Exhibit 5
                           Opinion of Latham & Watkins

                                  July 21, 1994


Grubb & Ellis Company
One Montgomery Street
Telesis Tower
San Francisco, California  94104

Ladies and Gentlemen:

          We have acted as special counsel to Grubb & Ellis Company, a Delaware
corporation (the "Company"), in connection with the Registration Statement on
Form S-3 which is being filed with the Securities and Exchange Commission by the
Company on the date hereof (the "Registration Statement") with respect to the
registration under the Securities Act of 1933, as amended, of up to 4,418,540
shares (the "Common Shares") of the Company's common stock, par value $.01 per
share.  This opinion is rendered to the Company pursuant to its request.

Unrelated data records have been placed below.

Issue #1505, opened 2019-10-29
Feature: NumberBox (dev tracking)


teaP:
Tracking for #483

- [x] Initial checkin after preliminary cleanup
- [x] Reimplement AcceptsCalculations et. al. Some notes for the current implementation:
    - [ ] Negative not supported in front of parens, e.g. "2 * -(3 + 2)"
    - [x] (3) doesn't evaluate to 3.
    - [x] -2 - 5 doesn't evaluate to -7.
    - [x] 5.09 + 14.333 = 19.423000000000002, why
    - [x] . needs to be globalized
    - [x] What is ComputePrecisionRounderSigDigits et. al. doing?
- [x] Additional features
    - [x] Add flyout spin buttons
    - [x] Treat NaN as an "unset" value, so the Text becomes an empty string.
- [ ] Bug fixes
    - [x] Doesn't evaluate when Text property changes
    - [x] Minimum can be larger than maximum, and vice versa
    - [x] Doesn't strip whitespace (so "5 " is invalid)
    - [x] When an invalid number is set as the value, we currently are sending ValueChanged twice.
    - [x] If a string/expression evaluates the current value, the string isn't replaced, but it should be.
    - [x] Could use a test for . vs ,
    - [x] Header should be an object; also add HeaderTemplate.
    - [x] When control gets focus it should select text. On evaluation, the caret should be moved to the end of the value.
    - [x] Spin buttons should gray out when min/max is hit (if validation is not disabled)
    - [x] What happens if you type in a number (or expression!) and hit the up/down buttons before it's evaluated...?
    - [x] Setting Text initially in markup doesn't do anything.
    - [x] Arrow keys only work on key up, so long press doesn't do anything (there's no repeat)
- [ ] Spec questions
    - [ ] How should the gamepad work -- should d-pad up/down increase/decrease the value?
    - [x] Shift-up/down does larger change? (Need additional property for this?)

harvinders:
@teaP I am not sure if raising a issue is the best way to give feedback on something that is still under construction. I am using the latest preview and found following. 

* Setting `numberBox.Header = null` throws exception. Says, can't be set to null. However, for other controls like `ComboBox` , `TextBox` etc we are able to set it to `null`.  
* Also, could you please add support for `HeaderTemplate`, All other similar controls have it.

teaP:
[...]

PR #1507, opened 2019-10-29
NumberBox: Initial commit

teaP:
This is the initial checkin of NumberBox after I took it over from the original never-merged PR #1042.

I'm tracking a list of TODOs in issue #1505 -- I'm aware of some bugs and some missing features (specifically, a ValueChanging event and the HyperDrag feature), but if I've forgotten anything else let me know! I looked over the previous PR and tried to document most of the requests made there.

For this PR, I'm asking that we ignore NumberParser.h/.cpp for now -- it is on my list to investigate, but for now I haven't touched it from where @KevinTXY left it. I'd like to just get something checked in first so that subsequent changes aren't so large.

Visual design is pending, but for now it looks like this:

image

Also, for this version we removed input validation (i.e. showing an error when input is invalid instead of simply overwriting it). Input validation as a general feature will be going into WinUI 3 and at that time we'll add it back to NumberBox.


mdtauk:
@chigy suggested that the design for this control be looked at, along with the FastDNA team, who explored the idea of using arrows - or there could be the Plus and Minus glyphs used.

image
_https://github.com/microsoft/fast-dna/issues/2202_
_https://github.com/microsoft/fast-dna/issues/2230_

And there were alternate layouts to be considered
image

SavoySchuler:
Great question, @mdtauk! I'll copy the work-in-progress list I [posted ](https://github.com/microsoft/microsoft-ui-xaml/issues/483#issuecomment-544758965)on the issue here to help head off some concerns. @teaP and I are actively working to resolve these open items:

- localization
- design (particularly with regard to Up/Down buttons)
- hyperscroll/hyperdrag 

Note that the validation topic has been resolved. With @LucasHaines' Input Validation work being slated for WinUI 3.0 and NumberBox planning release before that, we have reduced NumberBox V1's supported validation modes to:

 enum NumberBoxBasicValidationMode
{
Disabled,    
InvalidInputOverwritten,   
};

Come WinUI 3.0 and the co-requisite input validation work, we will be looking to expand that enum with the originally planned IconMessage and TextBlockMessage validation modes in a NumberBox V2.

I am still working on finalizing the design and the Spinner Buttons you included are a part of the conversation thanks to you. 😊

StephenLPeters:
@teaP Could you close  #1042 if we are replacing it with this?

teaP:
> @teaP Tammy Paine FTE Could you close #1042 if we are replacing it with this?

done, good call :)

dev/ResourceHelper/ResourceAccessor.h
```diff
@@ -149,5 +149,12 @@ class ResourceAccessor sealed
 #define SR_TeachingTipNotificationWithoutAppName L"TeachingTipNotificationWithoutAppName"
 #define SR_TabViewAddButtonName L"TabViewAddButtonName"
 #define SR_TabViewAddButtonTooltip L"TabViewAddButtonTooltip"
+#define SR_NumberBoxErrorNumbersOnly L"NumberBoxErrorNumbersOnly"
+#define SR_NumberBoxErrorNumbersAndSymbols L"NumberBoxErrorNumbersAndSymbols"
+#define SR_NumberBoxErrorDivByZero L"NumberBoxErrorDivByZero"
+#define SR_NumberBoxErrorInvalidInput L"NumberBoxErrorInvalidInput"
+#define SR_NumberBoxErrorRange L"NumberBoxErrorRange"
+#define SR_NumberBoxUpSpinButtonName L"NumberBoxUpSpinButtonName"
```
StephenLPeters: >define [](start = 1, length = 6)

I wonder if we should change all of these to static constexpr instead of #defines, they should be basically equivalent but with the added benefit of type checking.

dev/NumberBox/Strings/en-US/Resources.resw
```diff
@@ -0,0 +1,148 @@
...
+  <data name="NumberBoxErrorDivByZero" xml:space="preserve">
+    <value>Division by 0 is not supported.</value>
+    <comment>Error message for division by zero.</comment>
+  </data>
+  <data name="NumberBoxErrorInvalidInput" xml:space="preserve">
+    <value>Invalid input.</value>
+    <comment>Error message for when input is invalid.</comment>
+  </data>
+  <data name="NumberBoxErrorNumbersAndSymbols" xml:space="preserve">
+    <value>Only use numbers and ()+-*/^.</value>
```
StephenLPeters: >()+-*/^. [](start = 32, length = 8)

is modulus (%) not supported?

dev/NumberBox/NumberBoxParser.cpp
```diff
@@ -0,0 +1,306 @@
+﻿#include "pch.h"
+#include "NumberBoxParser.h"
+
+// Pass by reference
+MathToken::MathToken(TokenType t, std::wstring& s)
```
StephenLPeters: c++ initializer syntax might be better

```
MathToken::MathToken(TokenType t, std::wstring& s) : type(t), str(s)
{

}
```

dev/NumberBox/NumberBoxParser.cpp
```diff
@@ -0,0 +1,306 @@
...
+
+    if (m_index >= m_inputLength)
+    {
+        return MathToken(MathToken::TokenType::EOFToken, L"");
+    }
+ 
+    std::wstringstream ss;
+    ss << m_inputString[m_index];
+
+    // Check for a negative number. Next Token must be numeric and previous token must not be numeric.
```
StephenLPeters: Couldn't the next token be a '('  ?

dev/NumberBox/NumberBoxParser.cpp
```diff
@@ -0,0 +1,306 @@
...
+    }
+    return m_lastToken;
+
+}
+
+// Peek at the next token that will be returned. Used for negative checks.
+MathToken MathTokenizer::PeekNextToken(ExpressionType type)
+{
+    // Save statics that need to be restored
+    MathToken oldLastToken = m_lastToken;
```
StephenLPeters: >MathToken [](start = 4, length = 9)

const auto

dev/NumberBox/NumberBoxParser.cpp
```diff
@@ -0,0 +1,306 @@
...
+    int oldIndex = m_index++;
+    MathToken nextToken = GetToken(type);
+    // Restore statics
+    m_index = oldIndex;
```
StephenLPeters: >oldIndex [](start = 14, length = 8)

This dance is awkward. I think GetToken should not increase the index and should just have the index passed as a parameter, then you don't need a seperate method to peek, you just ask for the token at index++

dev/NumberBox/NumberBoxParser.cpp
```diff
@@ -0,0 +1,306 @@
...
+    m_lastToken = oldLastToken;
+    return nextToken;
+}
+
+void MathTokenizer::SkipWhiteSpace()
+{
+    while (m_inputString[m_index] == ' ' && m_index <= m_inputLength)
```
StephenLPeters: >m_inputString[m_index] == ' ' && m_index <= m_inputLength [](start = 11, length = 57)

This will crash because of the order of the checks, if you put the length check first you wont overflow the string.

dev/NumberBox/NumberBoxParser.cpp
```diff
@@ -0,0 +1,306 @@
...
+    {
+        m_index++;
+    }
+}
+
+bool MathTokenizer::IsNumeric(std::wstring_view in)
+{
+    std::wregex r(L"^-?(\\d?)+(\\.)?(\\d?)+?$");
```
StephenLPeters: >std::wregex r(L"^-?(\\d?)+(\\.)?(\\d?)+?$") [](start = 4, length = 43)

This should get promoted to a static on the class, rather than being recreated each time we call isNumeric.

dev/NumberBox/NumberBoxParser.cpp
```diff
@@ -0,0 +1,306 @@
...
+    return (std::regex_match(in.data(), r));
+}
+
+bool MathTokenizer::IsOperator(std::wstring_view in)
+{
+    if (in.size() > 1)
+        return false;
+    wchar_t op = in.data()[0];
```
StephenLPeters: This seems awkward, can we just check if the stringview equals the character? I think this was done because switch statements don't work on strings in c++ but what happens if the provided string is empty here?

dev/NumberBox/NumberBoxParser.cpp
```diff
@@ -0,0 +1,306 @@
...
+        return false;
+    } 
+}
+
+// Determines the mathematical precedence of an operator
+NumberBoxParser::OperatorPrecedence NumberBoxParser::CmpPrecedence(wchar_t op1, wchar_t op2)
+{
+    const std::wstring_view ops = L"-+/*^";
+    int op1prec = (int) ops.find(op1) / 2;
+    int op2prec = (int) ops.find(op2) / 2;
```
StephenLPeters: I really don't like this.. it is dependent on the number of operators and the order that they are declared in the above string. There is definitely a way to do this in a type safe manor

dev/NumberBox/NumberBoxParser.cpp
```diff
@@ -0,0 +1,306 @@
...
+    else
+    {
+        return OperatorPrecedence::Equal;
+    }
+}
+
+// Converts an infix mathematical expression into a postfix one, whitespace separation.
+std::wstring NumberBoxParser::ConvertInfixToPostFix(const std::wstring& infix)
+{
+    const std::wstring ops = L"-+/*^";
```
StephenLPeters: this shows up all over the place.

dev/NumberBox/NumberBox.h
```diff
@@ -0,0 +1,92 @@
...
+    void OnAcceptsCalculationsPropertyChanged(const winrt::DependencyPropertyChangedEventArgs& args);
+    void OnBasicValidationModePropertyChanged(const winrt::DependencyPropertyChangedEventArgs& args);
+    void OnHyperScrollEnabledPropertyChanged(const winrt::DependencyPropertyChangedEventArgs& args);
+
+    void OnValuePropertyChanged(const winrt::DependencyPropertyChangedEventArgs& args);
+    void OnMinimumPropertyChanged(const winrt::DependencyPropertyChangedEventArgs& args);
+    void OnMaximumPropertyChanged(const winrt::DependencyPropertyChangedEventArgs& args);
+
+    void OnNumberFormatterPropertyChanged(const winrt::DependencyPropertyChangedEventArgs& args);
+    void ValidateNumberFormatter(winrt::INumberFormatter2 value);
```
StephenLPeters: >winrt::INumberFormatter2 [](start = 33, length = 24)

const &
?

I'm not actually sure what this type is.

dev/NumberBox/NumberBox.cpp
```diff
@@ -0,0 +1,387 @@
...
+{
+    __RP_Marker_ClassById(RuntimeProfiler::ProfId_NumberBox);
+
+    // Default values for the number formatter
+    auto formatter = winrt::DecimalFormatter();
+    formatter.IntegerDigits(1);
+    formatter.FractionDigits(0);
+    NumberFormatter(formatter);
+
+    PointerWheelChanged({ this, &NumberBox::OnScroll });
```
StephenLPeters: does this need a revoker?

dev/NumberBox/NumberBox.cpp
```diff
@@ -0,0 +1,387 @@
...
+#include "RuntimeProfiler.h"
+#include "ResourceAccessor.h"
+#include "Utils.h"
+
+NumberBox::NumberBox()
+{
+    __RP_Marker_ClassById(RuntimeProfiler::ProfId_NumberBox);
+
+    // Default values for the number formatter
+    auto formatter = winrt::DecimalFormatter();
```
StephenLPeters: >formatter [](start = 9, length = 9)

Is the default decimal formatter shareable? can we make this a static on the class that gets lazily instantiated in case there are a bunch of numberbox's?

dev/NumberBox/NumberBox.cpp
```diff
@@ -0,0 +1,387 @@
...
+winrt::AutomationPeer NumberBox::OnCreateAutomationPeer()
+{
+    return winrt::make<NumberBoxAutomationPeer>(*this);
+}
+
+void NumberBox::OnApplyTemplate()
+{
+    winrt::IControlProtected controlProtected = *this;
+
+    if (auto spinDown = GetTemplateChildT<winrt::RepeatButton>(L"DownSpinButton", controlProtected))
```
StephenLPeters: >DownSpinButton [](start = 65, length = 14)

I'd prefer the names be pull out into a static constexpr

StephenLPeters: >auto [](start = 8, length = 4)

locals should be defined as const where possible as per c++ guildlines Con.4

dev/NumberBox/NumberBox.cpp
```diff
@@ -0,0 +1,387 @@
...
+
+        // Do localization for the up button
+        if (winrt::AutomationProperties::GetName(spinUp).empty())
+        {
+            auto spinUpName = ResourceAccessor::GetLocalizedStringResource(SR_NumberBoxUpSpinButtonName);
+            winrt::AutomationProperties::SetName(spinUp, spinUpName);
+        }
+    }
+
+    m_textBox.set([this, controlProtected]() {
```
StephenLPeters: >m_textBox.set([this, controlProtected]() { [](start = 4, length = 42)

I think I have told you to do something like this in the past for scope guarding benefits, I think you can get all the same scope guards with cleaner looking code here by using the if statement defined local.

```
if(const auto textBox = GetTemplateChildT<winrt::TextBox>(L"InputBox", controlProtected)
{
    textBox.LostFocus({ this, &NumberBox::OnTextBoxLostFocus });
    textBox.KeyUp({ this, &NumberBox::OnNumberBoxKeyUp });
    m_textBox.set(textBox);
}
```

dev/NumberBox/NumberBox.cpp
```diff
@@ -0,0 +1,387 @@
...
+{
+    auto oldValue = unbox_value<double>(args.OldValue());
+
+    if (std::isnan(Value()) && BasicValidationMode() == winrt::NumberBoxBasicValidationMode::InvalidInputOverwritten)
+    {
+        // In the validation case, we don't consider NaN to be valid.
+        Value(oldValue);
+    }
+
+    CoerseValue();
```
StephenLPeters: >CoerseValue [](start = 4, length = 11)

CoerseValue sets the value if it is out of range via the DP setter Value(double), which will cause a new OnValuePropertyChanged to occur, while this one is still in progress, does that not cause issues?

dev/NumberBox/NumberBox.cpp
```diff
@@ -0,0 +1,387 @@
...
+
+    if (Value() != oldValue)
```
StephenLPeters: >Value [](start = 8, length = 5)

This could have changed since you last checked for NAN.. do you need to check again?

dev/NumberBox/NumberBox.cpp
```diff
@@ -0,0 +1,387 @@
...
+}
+
+void NumberBox::OnSpinButtonPlacementModePropertyChanged(const winrt::DependencyPropertyChangedEventArgs& args)
+{
+    SetSpinButtonVisualState();
+}
+
+void NumberBox::OnTextPropertyChanged(const winrt::DependencyPropertyChangedEventArgs& args)
+{
+    if (auto textBox = m_textBox.get())
```
StephenLPeters: >auto [](start = 8, length = 4)

auto&& for locals of tracker_ref's

dev/NumberBox/NumberBox.cpp
```diff
@@ -0,0 +1,387 @@
...
+}
+
+void NumberBox::CoerseValue()
+{
+    // Validate that the value is in bounds
+    auto value = Value();
+    if (!IsInBounds(value) && BasicValidationMode() == winrt::NumberBoxBasicValidationMode::InvalidInputOverwritten)
+    {
+        // Coerse value to be within range
+        if (value > Maximum())
```
StephenLPeters: >Maximum [](start = 20, length = 7)

if possible, avoid calling DP getter twice.

dev/NumberBox/NumberBox.cpp
jevansaks: Attaching to events on "self" is fine to do as the event's lifetime is the same as the target (self) by definition. No need for revoker in this scenario. It would be cool to capture this as a guideline/protip somewhere if we could.

---
In reply to: [340878649](https://github.com/microsoft/microsoft-ui-xaml/pull/1507#discussion_r340878649) [](ancestors = 340878649)

dev/NumberBox/NumberBox.cpp
```diff
@@ -0,0 +1,387 @@
...
+            winrt::AutomationProperties::SetName(spinUp, spinUpName);
+        }
+    }
+
+    m_textBox.set([this, controlProtected]() {
+        auto textBox = GetTemplateChildT<winrt::TextBox>(L"InputBox", controlProtected);
+        if (textBox)
+        {
+            textBox.LostFocus({ this, &NumberBox::OnTextBoxLostFocus });
+            textBox.KeyUp({ this, &NumberBox::OnNumberBoxKeyUp });
```
jevansaks: these need revokers

dev/NumberBox/NumberBox.cpp
```diff
@@ -0,0 +1,387 @@
...
+        }
+    }
+
+    UpdateTextToValue();
+}
+
+void NumberBox::OnMinimumPropertyChanged(const winrt::DependencyPropertyChangedEventArgs& args)
+{
+    CoerseValue();
+}
```
jevansaks: nit: Coerce

dev/NumberBox/NumberBox.cpp
```diff
@@ -0,0 +1,387 @@
...
+    Value(newVal);
+}
+
+// Check if text resembles formulaic input to determine if parser should be executed
+bool NumberBox::IsFormulaic(const winrt::hstring& in)
+{
+    std::wstring input(in);
+    std::wregex formula(L"^([0-9()\\s]*[+-/*^%]+[0-9()\\s]*)+$");
+    std::wregex negval(L"^-([0-9])+(.([0-9])+)?$");
+    return (std::regex_match(input, formula) && !std::regex_match(input, negval));
```
jevansaks: Regex seems overkill here, can we just check for parens and operators?

dev/NumberBox/NumberBox.cpp
```diff
@@ -0,0 +1,387 @@
...
+}
+
+// Computes the number of significant digits that precision rounder should use. This helps to prevent floating point imprecision errors. 
+int NumberBox::ComputePrecisionRounderSigDigits(double newVal)
+{
+    auto const oldVal = Value();
+
+    // Run formatter on both values to discard trailing and leading 0's.
+    std::wstring formattedVal(m_stepPrecisionFormatter.Format(oldVal));
```
jevansaks: >std::wstring [](start = 4, length = 12)

prefer auto to avoid a full copy of these strings to a new heap allocation. auto will receive this as a winrt::hstring (just adds a ref, not copied). 

hstring might not have those convenience methods like find_first_of but it converts into wstring_view without an allocation, and wstring_view should have those.

dev/NumberBox/NumberBoxAutomationPeer.h
```diff
@@ -0,0 +1,37 @@
...
+    double SmallChange();
+    double LargeChange();
+    void SetValue(double value);
+
+    void RaiseValueChangedEvent(double oldValue, double newValue);
+
+private:
+    com_ptr<NumberBox> GetImpl();
+    winrt::NumberBox GetNumberBox() { return Owner().as<winrt::NumberBox>(); }
+};
```
jevansaks: Looks like GetImpl() is unused but it should be more efficient than GetNumberBox() because GetNumberBox goes through the projection.

dev/NumberBox/Strings/en-US/Resources.resw
teaP: Nope, it currently isn't. I will add that question to #1505.

dev/NumberBox/NumberBoxParser.cpp
teaP: As in "2 * -(3 + 2)"? It doesn't work currently. Added to #1505.

dev/NumberBox/NumberBox.cpp
teaP: fixed

dev/NumberBox/NumberBox.cpp
```diff
@@ -0,0 +1,387 @@
...
+            {
+                Value(parsedNum.Value());
+            }
+        }
+    }
+}
+
+void NumberBox::OnSpinDownClick(winrt::IInspectable const&  sender, winrt::RoutedEventArgs const& args)
+{
+    StepValue(false);
```
StephenLPeters: >false [](start = 14, length = 5)

providing the name of this parameter would make it more descriptive

dev/NumberBox/NumberBox.cpp
```diff
@@ -0,0 +1,387 @@
...
+        else if (delta < 0)
+        {
+            StepValue(false);
+        }
+    }
+}
+
+void NumberBox::StepValue(bool isPositive)
+{
+    double oldVal = Value();
```
StephenLPeters: >double [](start = 4, length = 6)

auto const

StephenLPeters: >oldVal [](start = 11, length = 6)

this looks basically unused

dev/NumberBox/NumberBox.cpp
teaP: In that case, though, if "InputBox" can't be found, the value of m_textBox doesn't get set, so it could be left pointing to some old UI that doesn't exist anymore. What I used to do was:

```
m_textBox.set(GetTemplateChildT<winrt::TextBox>(c_tabViewTextBoxName, controlProtected));
if (auto textBox = m_textBox.get())
{
    textBox.LostFocus({ this, &NumberBox::OnTextBoxLostFocus });
    textBox.KeyUp({ this, &NumberBox::OnNumberBoxKeyUp });
}
```

Do you prefer that or the lambda thing?

dev/NumberBox/NumberBox.cpp
```diff
@@ -0,0 +1,387 @@
...
+    else
+    {
+        newVal -= StepFrequency();
+    }
+
+    if (WrapEnabled())
+    {
+        if (newVal > Maximum())
+        {
+            newVal = Minimum();
```
StephenLPeters: >newVal = Minimum(); [](start = 12, length = 19)

hmm, we don't consider how far over the max the value was when we wrap? For instance if i have a min and max of 0 and 100, my current value is 98 and my step frequency is 5 and i hit the up button, I think i would expect the value to be 2, not 0.

dev/NumberBox/NumberBox.cpp
```diff
@@ -0,0 +1,387 @@
...
+
+    // Update Text and Revalidate new value
+    Value(newVal);
+}
+
+// Check if text resembles formulaic input to determine if parser should be executed
+bool NumberBox::IsFormulaic(const winrt::hstring& in)
+{
+    std::wstring input(in);
+    std::wregex formula(L"^([0-9()\\s]*[+-/*^%]+[0-9()\\s]*)+$");
```
StephenLPeters: >L"^([0-9()\\s]*[+-/*^%]+[0-9()\\s]*)+$" [](start = 24, length = 39)

These regex's should be raised into static constexpr on the class rather than locals that get created each time

dev/NumberBox/NumberBox.cpp
teaP: Not that I've seen, and this is vaguely how RangeBase does it too. But I do have this concern that there is a case where ValueChanged gets fired twice... but in testing I haven't encountered that yet.

dev/NumberBox/NumberBox.cpp
```diff
@@ -0,0 +1,387 @@
...
+        if (auto peer = winrt::FrameworkElementAutomationPeer::FromElement(*this).as<winrt::NumberBoxAutomationPeer>())
+        {
+            winrt::get_self<NumberBoxAutomationPeer>(peer)->RaiseValueChangedEvent(oldValue, Value());
+        }
+    }
+
+    UpdateTextToValue();
+}
+
+void NumberBox::OnMinimumPropertyChanged(const winrt::DependencyPropertyChangedEventArgs& args)
```
StephenLPeters: >OnMinimumPropertyChanged [](start = 16, length = 24)

I don't see anything that enforces min < max

dev/NumberBox/NumberBox.xaml
```diff
@@ -0,0 +1,84 @@
...
+                                        </ResourceDictionary>
+                                    </ResourceDictionary.ThemeDictionaries>
+                                </ResourceDictionary>
+                            </StackPanel.Resources>
+
+                            <TextBox x:Name="InputBox"
+                                Header="{TemplateBinding Header}"
+                                PlaceholderText="{TemplateBinding PlaceholderText}"/>
+
+                            <RepeatButton x:Name="UpSpinButton"
```
StephenLPeters: >RepeatButton [](start = 29, length = 12)

There is no corner radius on this button, but there is on the down button

dev/NumberBox/NumberBoxAutomationPeer.cpp
```diff
@@ -0,0 +1,85 @@
...
+}
+
+double NumberBoxAutomationPeer::Value()
+{
+    return GetNumberBox().Value();
+}
+
+double NumberBoxAutomationPeer::SmallChange()
+{
+    return GetNumberBox().StepFrequency();
```
StephenLPeters: >StepFrequency(); [](start = 26, length = 16)

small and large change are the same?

          In our capacity as such counsel, we are familiar with the proceedings
taken by the Company in connection with the authorization, issuance and sale of
the Common Shares for the purposes of this opinion.  In addition, we have made
such legal and factual examinations and inquiries, including an examination of
originals (or copies certified or otherwise identified to our satisfaction as
being true reproductions of originals) of such documents, corporate records and
other instruments, and have obtained from officers of the Company such
certificates and other representations and assurances as we have deemed
necessary or appropriate for the purposes of this opinion.

          In such examination, we have assumed the genuineness of all
signatures, the authenticity of all documents submitted to us as originals, the
legal capacity of natural persons executing such documents and the authenticity
and conformity to original documents of documents submitted to us as certified
or photostatic copies.

          Our opinion herein is limited to the effect on the subject transaction
only of the federal laws of the United States, the internal laws of the State of
California and the General Corporation Law of the State of Delaware.  We assume
no responsibility regarding the applicability to, or the effect thereon, of the
laws of any other jurisdiction or, in the case of Delaware, any other laws, or
as to matters of municipal law or the laws of any local agencies within any
state.

          Subject to the foregoing, and the other matters set forth herein, we
are of the opinion that, as of the date hereof, the Common Shares have been duly
authorized and reserved for issuance, and, when issued, delivered and paid for
in the manner described in the Registration Statement, will be validly issued,
fully paid and nonassessable.

          We consent to your filing this opinion as an exhibit to the
Registration Statement and to the reference to our firm contained under the
heading "Legal Matters" of the prospectus included therein.